Exercise requirements >> When you reach the line containing "Add new class" in the records below, start copying exactly, and stop once you have copied the line containing "Box, Flex, Text".
─── Data to examine ───
PR #5870, opened 2026-08-19
Implement DCR

tung2744:
ref DEV-3792

How to test:

1. Run migrations: `go run ./cmd/authgear database migrate up`

2. Add the following config:

```yaml
oauth:
  dynamic_client_registration:
    enabled: true
    initial_access_token_required: false
```

3. Create resource and scope:

You can use graphiql to run the following mutations.

```
mutation {
  createResource(input: {
    resourceURI: "https://localhost:8090/"
    name: "test-mcp"
    accessPolicy: { allowDynamicThirdPartyClientAccess: true }
  }) { resource { id } }
}
```

```
mutation {
  createScope(input: {
    resourceURI: "https://localhost:8090/"
    scope: "read:tools"
    accessPolicy: { allowDynamicThirdPartyClientAccess: true }
  }) { scope { id } }
}
```

```
mutation {
  createScope(input: {
    resourceURI: "https://localhost:8090/"
    scope: "execute:tools"
    accessPolicy: { allowDynamicThirdPartyClientAccess: true }
  }) { scope { id } }
}
```

4. Clone and setup test-mcp https://github.com/tung2744/test-mcp:

```
npm install
npm run setup
AUTHGEAR_ENDPOINT=http://localhost:3100 npm start
```

5. Start mcp client:

```
export NODE_EXTRA_CA_CERTS={YOUR_DIRECTORY_TO_REPO}/test-mcp/certs/localhost.crt
npx @modelcontextprotocol/inspector
```

In the opened browser:

Add Servers -> Add manually ->

Select "Transport: streamable-http" and URL=`https://localhost:8090/mcp`

Then press Connect.

You should then see authgear login.


docs/specs/access-token-audience-binding.md
```diff
@@ -21,9 +22,19 @@ This is implemented via [RFC 8707 — Resource Indicators for OAuth 2.0](https:/
...
+- **Multiple `resource` values in one request.** Exactly one `resource` value is accepted; the `aud` claim therefore always contains a single URI. The multi-resource behaviour and the intersection-downscoping rule described below apply only once first-party multi-resource support is built.
+- **The `scope_by_aud` claim.** Not implemented. A resource-bound access token carries `aud` and the (unfiltered) `scope` claim only; there is no claim mapping individual scopes to individual audiences. This is safe today because at most one resource URI can ever appear in `aud` (see the point above) — every granted scope already applies to that single audience, so a per-audience breakdown carries no extra information. `scope_by_aud` becomes necessary once multiple resources can appear in one token; it is deferred alongside multi-resource support.
```
tung2744, line 31: In this pr, I did not implement `scope_by_aud`. Because I found it is not implemented in m2m as well, although it is in spec. And seems no real usecase need it at the moment.

docs/specs/access-token-audience-binding.md
```diff
@@ -21,9 +22,19 @@ This is implemented via [RFC 8707 — Resource Indicators for OAuth 2.0](https:/
...
 - [Relationship to M2M](#relationship-to-m2m)
 
+## Implementation Status
+
+Two parts of this specification are described in full below but are **not implemented**:
+
+- **First-party clients using `resource`.** Outside the `client_credentials` grant, a first-party client that sends `resource` receives `invalid_target`. Only **dynamic** third-party clients — DCR-registered today, CIMD-resolved later — can currently use the parameter with `authorization_code` / `refresh_token`. A static `third_party_app` client also receives `invalid_target`: it has no mechanism to be associated with a Resource for these grants (unlike an M2M client's explicit Client-Resource Association for `client_credentials`), so this is not a "not yet implemented" gap to close later — `allow_dynamic_third_party_client_access` is dynamic-only by design, per its name. First-party support is planned separately.
+- **Multiple `resource` values in one request.** Exactly one `resource` value is accepted; the `aud` claim therefore always contains a single URI. The multi-resource behaviour and the intersection-downscoping rule described below apply only once first-party multi-resource support is built.
```
tung2744, line 30: I did not support multiple resource at the moment, because it seems the current m2m client_credential flow did not support multiple resource as well. And no real usecase need it yet.

tung2744:
Rebased to main and added audit logs in d18ebc0...131dc10

e2e/tests/dcr/register_ratelimit_per_project.test.yaml
```diff
@@ -0,0 +1,53 @@
+name: POST /oauth2/register's per-project rate limit is project-configurable
+authgear.yaml:
+  override: |
+    oauth:
+      dynamic_client_registration:
+        enabled: true
+        initial_access_token_required: false
+        rate_limits:
```
carmenlau, line 8: I found that we have both rate limits and usage limits in `authgear.yaml`. How should we decide which one to use when introducing a new limit?

e2e/tests/dcr/resource_indicator.test.yaml
```diff
@@ -0,0 +1,814 @@
...
+    action: oauth_approve_consent
+    oauth_approve_consent_redirect_uri: "{{ .steps.authenticate.result.action.data.finish_redirect_uri }}"
+
+  - name: exchange_code
+    action: oauth_exchange_code
+    oauth_exchange_code_code_verifier: "{{ .steps.oauth_setup.result.code_verifier }}"
+    oauth_exchange_code_redirect_uri: "{{ .steps.approve_consent.result.redirect_uri }}"
+    oauth_exchange_code_client_id: "{{ .steps.register.result.http_json_body.client_id }}"
+
+  - name: refresh_without_resource
```
carmenlau, line 928: I'd like to know if there's any difference between refreshing without a resource and refreshing with the correct resource.

e2e/tests/dcr/resource_indicator.test.yaml
carmenlau, line 1: That would be great if the tests could also cover cases such as a first-party dynamic client and an invalid project endpoint in the resource, etc.

pkg/resolver/handler/resolve.go
```diff
@@ -66,6 +77,38 @@ func (h *ResolveHandler) resolve(ctx context.Context, r *http.Request) (*model.S
 
 	var info *model.SessionInfo
 	if valid && userID != nil && s != nil {
+		// A third-party client's opaque access token must not work here: it
```
carmenlau: I think it's worth adding an E2E test for the resolver endpoint if it's not too difficult.

pkg/lib/oauthclient/client_config.go
```diff
@@ -0,0 +1,67 @@
...
+		Name:                           c.DisplayName(),
+		ApplicationType:                appType,
+		RedirectURIs:                   c.RedirectURIs,
+		GrantTypes_do_not_use_directly: c.GrantTypes,
+		ResponseTypes:                  c.ResponseTypes,
+		ClientURI:                      derefOr(c.ClientURI, ""),
+		LogoURI:                        derefOr(c.LogoURI, ""),
+		TOSURI:                         derefOr(c.TOSURI, ""),
+		PolicyURI:                      derefOr(c.PolicyURI, ""),
+		IssueJWTAccessToken:            false, // fixed per client.md's DCR mapping table
```
carmenlau: I’d like to know which table in the spec you’re referring to.

I also think it would be clearer if we could have a summary table somewhere in the spec describing, under different conditions (e.g. first-/third-party client, dynamic/static, with/without resource):

1. Whether the token is JWT or opaque
2. Whether the resolver endpoint can be used
3. Whether the UserInfo endpoint can be used
4. Whether there is a consent screen
5. Anything else you think is worth documenting

What do you think?

carmenlau (commented):
The PR looks good to me so far. I only have a few comments on the tests and documentation. I haven't tested it yet, but I'll test it now.

e2e/tests/dcr/register_ratelimit_per_project.test.yaml
tung2744: I think rate limits and usage limits are handling different problems.
rate limits: How frequent an operation can be done.
usage limits: How many times of that operation can be done in a (billing) period.

And I think we do not have usage limits in authgear.yaml? They should be in authgear.features.yaml.

pkg/resolver/handler/resolve.go
tung2744: The problem is e2e tests did not start the resolver server. But I think it is doable.

pkg/lib/oauthclient/client_config.go
tung2744: Sure, let me add a comprehensive table for this behavior.

e2e/tests/dcr/register_ratelimit_per_project.test.yaml
carmenlau: Thanks for clarifying. 

We have usage limits in `authgear.yaml`, and they have a similar shape to `authgear.feature.yaml` by design.
https://github.com/authgear/authgear-server/blob/main/pkg/lib/config/usage.go

tung2744: oh yes. I missed this. The use case for this is to provide a way for project owner to monitor the usage of their own project, and get alert for a soft limit / set a billing cap.
So, same principle: Usage limit are things related to billing or quotas.

e2e/tests/dcr/resource_indicator.test.yaml
tung2744: There is no difference. In current design, omitting `resource` parameter will issue an access token with resource bound at authorization, which is same as providing the same resource parameter.

In future, if we support multiple resources, omitting `resource` parameter will mean ALL resources bound at authorization.

pkg/resolver/handler/resolve.go
tung2744: Turns out it was started with main server in the local setup.

e2e/tests/dcr/resource_indicator.test.yaml
tung2744: Modified the e2e tests to show this behavior

e2e/tests/dcr/resource_indicator.test.yaml
tung2744: Added cases for first part dynamic client and putting project endpoint in resource

pkg/lib/oauthclient/client_config.go
tung2744: Added a table in docs/specs/client.md for these behavior

carmenlau:
I tested the MCP flow and it works fine, with just one small thing. The MCP client opens http://127.0.0.1:xxxx for the inspector, while the client registration only accepts localhost for HTTP as the redirect_uri. I access the inspector through http://localhost instead, and the login works fine.

pkg/resolver/handler/resolve.go
```diff
@@ -66,6 +77,38 @@ func (h *ResolveHandler) resolve(ctx context.Context, r *http.Request) (*model.S
...
+			default:
+				// Every path that hands out an OfflineGrantSession as a
+				// ResolvedSession sets TokenType; an unset value means a new
+				// resolution path was added without setting it. Fail closed.
+				return &model.SessionInfo{IsValid: false}, nil
+			}
+		default:
+			return &model.SessionInfo{IsValid: false}, nil
+		}
+
```
carmenlau, line 122: - Need update resolver endpoint to allow first party client only and document the reason
- Update the summary table for the resolver endpoint behavior

tung2744: Added one more commit for this, thanks!
- Updated the table in document
- Updated implementation of resolver to reject all third party app tokens. First party app tokens are always accepted (The original implementation is correct for first party app).
- Added e2e tests for these cases.

carmenlau (approved):

PR #5874, opened 2026-08-19
[Site Admin] Fix bugs when an app has more than one owner

carmenlau:
An app can have more than one owner via a direct DB edit, which duplicated apps in search/list and left extra owners undemoted on promote. Fixes both, adds e2e regression test.

ref DEV-3757

### DIFF
--- a/pkg/siteadmin/auditlog/app_collaborator_promoted.go
+++ b/pkg/siteadmin/auditlog/app_collaborator_promoted.go
@@ -11,10 +11,28 @@ type AppCollaboratorPromotedPayload struct {
 	NewOwnerCollaboratorID string `json:"new_owner_collaborator_id"`
 	NewOwnerUserID         string `json:"new_owner_user_id"`
 	NewOwnerUserEmail      string `json:"new_owner_user_email"`
-	// DemotedEditor* fields are omitted when the app had no previous owner.
-	DemotedEditorCollaboratorID string `json:"demoted_editor_collaborator_id,omitempty"`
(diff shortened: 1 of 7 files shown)


pkg/siteadmin/auditlog/app_collaborator_promoted.go
```diff
@@ -11,10 +11,28 @@ type AppCollaboratorPromotedPayload struct {
...
-	DemotedEditorUserEmail      string `json:"demoted_editor_user_email,omitempty"`
+	// Deprecated_* fields: this event type already ships in production, so
+	// these are kept for older consumers/historical entries (same JSON keys
+	// as before -- only the Go names change), but new code should read
+	// DemotedEditors instead -- these three only ever describe the single
+	// (oldest) demoted owner, silently dropping any others. Omitted when
+	// the app had no previous owner.
+	Deprecated_DemotedEditorCollaboratorID string `json:"demoted_editor_collaborator_id,omitempty"`
+	Deprecated_DemotedEditorUserID         string `json:"demoted_editor_user_id,omitempty"`
+	Deprecated_DemotedEditorUserEmail      string `json:"demoted_editor_user_email,omitempty"`
```
tung2744: I think it is safe to just remove these fields? The fields will just be ignored in code and will not affect stored data.

carmenlau: Yes, removing them is harmless. Let me remove them.

carmenlau: Updated, thanks!

tung2744 (approved):

PR #5875, opened 2026-08-20
chore: Bump gomessageformat to upstream, drop the fork replace

carmenlau:
The double-apostrophe fix previously pulled in via the oursky/gomessageformat fork has been merged upstream into iawaknahc/gomessageformat. Point go.mod, custombuild/go.mod, and e2e/go.mod directly at the upstream commit and remove the replace directive, since replace directives do not propagate across module boundaries and custombuild/e2e need the fix independently.

ref DEV-3749


tung2744:
@carmenlau But I think we actually want to switch to the oursky fork?

tung2744:
I will merge this first for the fix, and create another issue for the switch

tung2744 (approved):

PR #5878, opened 2026-08-24
Add script to remove a project from database

tung2744:
ref DEV-3797

### DIFF
--- a/cmd/portal/cmd/cmddatabase/const_test.go
+++ b/cmd/portal/cmd/cmddatabase/const_test.go
@@ -1,0 +1,56 @@
+package cmddatabase
+
+import (
+	"sort"
+	"testing"
+
+	. "github.com/smartystreets/goconvey/convey"
+
+	"github.com/authgear/authgear-server/pkg/util/sqlmigrate"
+)
+
+// tablesExcludedFromPrune mirrors the comment in const.go: these tables have
+// an app_id column but dumping/restoring/pruning them is deliberately not
+// supported (they mirror Stripe billing state, so bulk-deleting rows here
+// would desync it). A table only belongs in this list if that reasoning
+// still applies to it - do not add a table here just to silence this test.
+var tablesExcludedFromPrune = map[string]bool{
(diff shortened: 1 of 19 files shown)


cmd/portal/cmd/cmddatabase/const_test.go
```diff
@@ -0,0 +1,56 @@
...
+// tablesExcludedFromPrune mirrors the comment in const.go: these tables have
+// an app_id column but dumping/restoring/pruning them is deliberately not
+// supported (they mirror Stripe billing state, so bulk-deleting rows here
+// would desync it). A table only belongs in this list if that reasoning
+// still applies to it - do not add a table here just to silence this test.
+var tablesExcludedFromPrune = map[string]bool{
+	"_portal_historical_subscription": true,
+	"_portal_pending_domain":          true,
+	"_portal_subscription":            true,
+	"_portal_subscription_checkout":   true,
```
carmenlau, line 24: I’d like to know what happens if someone reuses a deleted project ID. Would this cause any problems in these tables?

tung2744: These records will be associated with the new project. Maybe I should stop the script and warn the user if there are something exist in these table instead.

tung2744: Per latest discussion we will:
1. Preserve the _portal_config_source row, such that no project with same app id can be created again.
1. Put a simple config as authgear.yaml & authgear.secrets.yaml, remove all other things in data.

tung2744:
@carmenlau Updated and rebased to main, thanks!

cmd/portal/cmd/cmddatabase/const_test.go
tung2744: Handled in [3fa5cca](https://github.com/authgear/authgear-server/pull/5878/commits/3fa5cca46376dfa55fc5603d3d578451a5665904)

carmenlau (approved):

PR #664, opened 2022-09-30
Add new class API error and change API to return the same error struc…

rafinskipg:
- [x] Added new  ApiError class to handle api errors 
- [x] withApiHandler now handles the errors returned by this internal class and formats the response, also logs all the errors with good format
- [x] fetchJSON handles errors with this format and gets the right message
- [x] GQL requests uses ApiError to return formatted error info
- [x] Custom error500 page to show more info about the error
- [ ] Do not break app if GQL requests fails

image

### DIFF
--- a/modules/app/components/ErrorPage.tsx
+++ b/modules/app/components/ErrorPage.tsx
@@ -1,0 +1,21 @@
+import { Box, Text } from 'theme-ui';
+
+export default function ErrorPage({
+  statusCode,
+  title = 'An unexpected error has ocurred',
+  children
+}: {
+  statusCode: number;
+  title?: string;
+  children?: React.ReactElement;
+}): React.ReactElement {
+  return (
+    <Box>
+      <Text>{statusCode} </Text> | {title}
+      <Box>{children}</Box>
+      <Box>
+        <Text>For more information or help contact the Development and UX core unit at : Discord</Text>
+      </Box>
+    </Box>
+  );
+}
--- a/modules/app/components/ErrorPage.tsx
+++ b/modules/app/components/ErrorPage.tsx
@@ -1,4 +1,6 @@
-import { Box, Text } from 'theme-ui';
+import Head from 'next/head';
+import { Box, Flex, Text } from 'theme-ui';
+import { ExternalLink } from './ExternalLink';
 
 export default function ErrorPage({
   statusCode,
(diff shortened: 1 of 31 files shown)


modules/app/components/ErrorPage.tsx
```diff
@@ -0,0 +1,38 @@
...
+      <Box sx={{ maxWidth: '500px', margin: '0 auto', pt: '200px', paddingBottom: '200px' }}>
+        <Flex sx={{ justifyContent: 'center', alignItems: 'center' }}>
+          <Text sx={{ fontSize: 5, fontWeight: 'bold', mr: 2 }}>{statusCode}</Text> |{' '}
+          <Text sx={{ ml: 2 }}>{title}</Text>
+        </Flex>
+        <Box pt={3}>{children}</Box>
+        <Box pt={3}>
+          <Text sx={{ textAlign: 'center' }}>
+            For more information or help contact the Development and UX core unit at{' '}
+            <ExternalLink href="https://discord.gg/GHcFMdKden" title="Discord">
```
adamgoth, line 30: `For more information or help, please contact the Development & UX core unit on Discord` reads a little better.

modules/mkr/helpers/getMKRVotingWeight.ts
```diff
@@ -70,7 +70,7 @@ export async function getMKRVotingWeight(
   // otherwise, not proxy or delegate, get connected wallet balances
   const walletBalanceHot = await contracts.mkr.balanceOf(address);
   const chiefBalanceHot = await contracts.chief.deposits(address);
-
+  console.log('eeeeee', chiefBalanceHot.toNumber());
```
adamgoth, line 73: ✂️

pages/address/[address]/index.tsx
```diff
@@ -110,8 +110,18 @@ export default function AddressPage(): JSX.Element {
...
+  if (error && error.status === 404) {
+    return (
+      <PrimaryLayout>
+        <ErrorPage statusCode={404} title="This address does not exist" />
+      </PrimaryLayout>
+    );
+  } else if (error) {
+    return (
+      <PrimaryLayout>
+        <ErrorPage statusCode={500} title="Error fetching address information" />
```
Comment (adamgoth) [inline pages/address/[address]/index.tsx:122]: Are we able to pass `error.status` instead of hardcoding 500?

pages/api/address/stats.ts
```diff
@@ -84,9 +85,7 @@ export default withApiHandler(async (req: NextApiRequest, res: NextApiResponse)
       : (req.query.address as string[]);
 
   if (!req.query.address) {
-    return res.status(400).json({
-      error: 'Missing address'
-    });
+    throw new ApiError('Address stats, missing address', 401, 'Missing address');
```
adamgoth, line 88: 401 is typically used for `Unauthorized` where 400 is for `bad request`. Wouldn't 400 make more sense here?

adamgoth (commented):
Looks good. Just left a couple comments about small things.

pages/api/address/stats.ts
rafinskipg: yes! typo

PR #672, opened 2022-10-20
Test/cypress docker

b-pmcg:
### What does this PR do?

Adds support for a dockerized container of the gov polling db so we can run tests against a working database that's synced to the goerli chain. Helpful for for testing gasless voting. (See included [README](https://github.com/makerdao/governance-portal-v2/blob/test/cypress-docker/README.md#goerli-fork) for instructions). In particular, try the `review.spec.ts` test file as not all files are updated to work yet.

Still need to:

- [x] Get mock relayer working
- [x] update the code to use the `LOCAL_SPOCK_URL` graphql endpoint when running tests.
- [x] update review.spec.ts for the gasless UI changes
- [ ] ???
- [ ] profit


scripts/setup.js
```diff
@@ -22,59 +26,67 @@ async function main() {
...
-      to: keyPairs.addresses[i],
-      value: ethers.utils.parseEther('0.5')
-    });
-  }
+  // for (let i = 0; i < 50; i++) {
+  await ethSender.sendTransaction({
+    to: '0x8028Ef7ADA45AA7fa31EdaE7d6C30BfA5fb3cf0B',
+    value: ethers.utils.parseEther('5')
+  });
+  // }
```
adamgoth, line 34: Looks like this updates the script to only fund one wallet.

If that's the case, should we remove the old comment and commented out lines?

scripts/setup.js
```diff
@@ -22,59 +26,67 @@ async function main() {
...
   const mkrToken = new ethers.Contract(mkrAddress, ERC20_ABI, signer);
 
-  // Send 0.01 MKR to all addresses
-  for (let i = 0; i < 50; i++) {
-    await mkrToken.transfer(keyPairs.addresses[i], ethers.utils.parseEther('0.01'));
-  }
+  // // Send 0.01 MKR to all addresses
+  // for (let i = 0; i < 50; i++) {
+  //   await mkrToken.transfer(keyPairs.addresses[i], ethers.utils.parseEther('0.01'));
+  // }
```
adamgoth, line 50: Do we want this anymore?

adamgoth (approved):
Two small questions about the setup script. 

Great work! 🙌

scripts/setup.js
b-pmcg: Good call, I commented these out early on because I was having some issues with accounts being funded. I'll double check if they can be re-enabled in the interest of keeping the file as close to the original as possible (same as comment below)

b-pmcg: I reverted this back to what it was and tested that its working properly. I updated some of the logs to be more specific.

PR #675, opened 2022-10-26
Fixed ballot

rafinskipg:
IDEA: Fixed ballot follows you when scrolling
image
image


modules/polling/components/FixedBottomBallot.tsx
```diff
@@ -0,0 +1,55 @@
...
+          <InternalLink href="/polling/review" title="Review & submit your ballot">
+            <Button
+              onClick={() => {
+                trackButtonClick('reviewAndSubmitBallot');
+              }}
+              variant="primary"
+              disabled={!ballotCount}
+              sx={{ cursor: !ballotCount ? 'not-allowed' : 'pointer', mr: 2 }}
+            >
+              Submit Your Ballot
```
adamgoth, line 42: Minor thing, but besides whatever feedback Tiago has, I think this is better to say "Review your ballot" since it takes you to the review page first before submitting.

PR #684, opened 2022-11-07
migrate to next13

rafinskipg:
Upgraded to nextjs and did some manual testing through the pages, seems to work ok. 

No added new features from nextjs


modules/app/stores/uiFilters.ts
```diff
@@ -6,7 +6,7 @@ SPDX-License-Identifier: AGPL-3.0-or-later
 
 */
 
-import create from 'zustand';
+import { create } from 'zustand';
```
adamgoth, line 9: Just wondering why this was necessary. Doesn't seem zustand version was updated.

adamgoth (approved):
We should do team-wide QA on develop before we go to prod because it's so many changes, but did a quick walkthrough the deployed URL and things looked good. Site seems quicker 💨

modules/app/stores/uiFilters.ts
rafinskipg: When running the portal it kept complaining that is deprecated and that we should import it like this now

torhector2 (approved):
💯

PR #686, opened 2022-11-07
allow for skipping discord error message in vote api

tyler17:
If you include skipDiscord in the request, discord won't be notified of the error.  This way TechOps can run a test that makes sure error messages are properly returned from the vote api without spamming our discord.

### Steps for testing:
Screen Shot 2022-11-07 at 5 15 03 PM


adamgoth (approved):
Good call 👍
───
Problem solution >>
Add new class API error and change API to return the same error struc…

rafinskipg:
- [x] Added new  ApiError class to handle api errors 
- [x] withApiHandler now handles the errors returned by this internal class and formats the response, also logs all the errors with good format
- [x] fetchJSON handles errors with this format and gets the right message
- [x] GQL requests uses ApiError to return formatted error info
- [x] Custom error500 page to show more info about the error
- [ ] Do not break app if GQL requests fails

image

### DIFF
--- a/modules/app/components/ErrorPage.tsx
+++ b/modules/app/components/ErrorPage.tsx
@@ -1,0 +1,21 @@
+import { Box, Text } from 'theme-ui';
+
+export default function ErrorPage({
+  statusCode,
+  title = 'An unexpected error has ocurred',
+  children
+}: {
+  statusCode: number;
+  title?: string;
+  children?: React.ReactElement;
+}): React.ReactElement {
+  return (
+    <Box>
+      <Text>{statusCode} </Text> | {title}
+      <Box>{children}</Box>
+      <Box>
+        <Text>For more information or help contact the Development and UX core unit at : Discord</Text>
+      </Box>
+    </Box>
+  );
+}
--- a/modules/app/components/ErrorPage.tsx
+++ b/modules/app/components/ErrorPage.tsx
@@ -1,4 +1,6 @@
-import { Box, Text } from 'theme-ui';
+import Head from 'next/head';
+import { Box, Flex, Text } from 'theme-ui';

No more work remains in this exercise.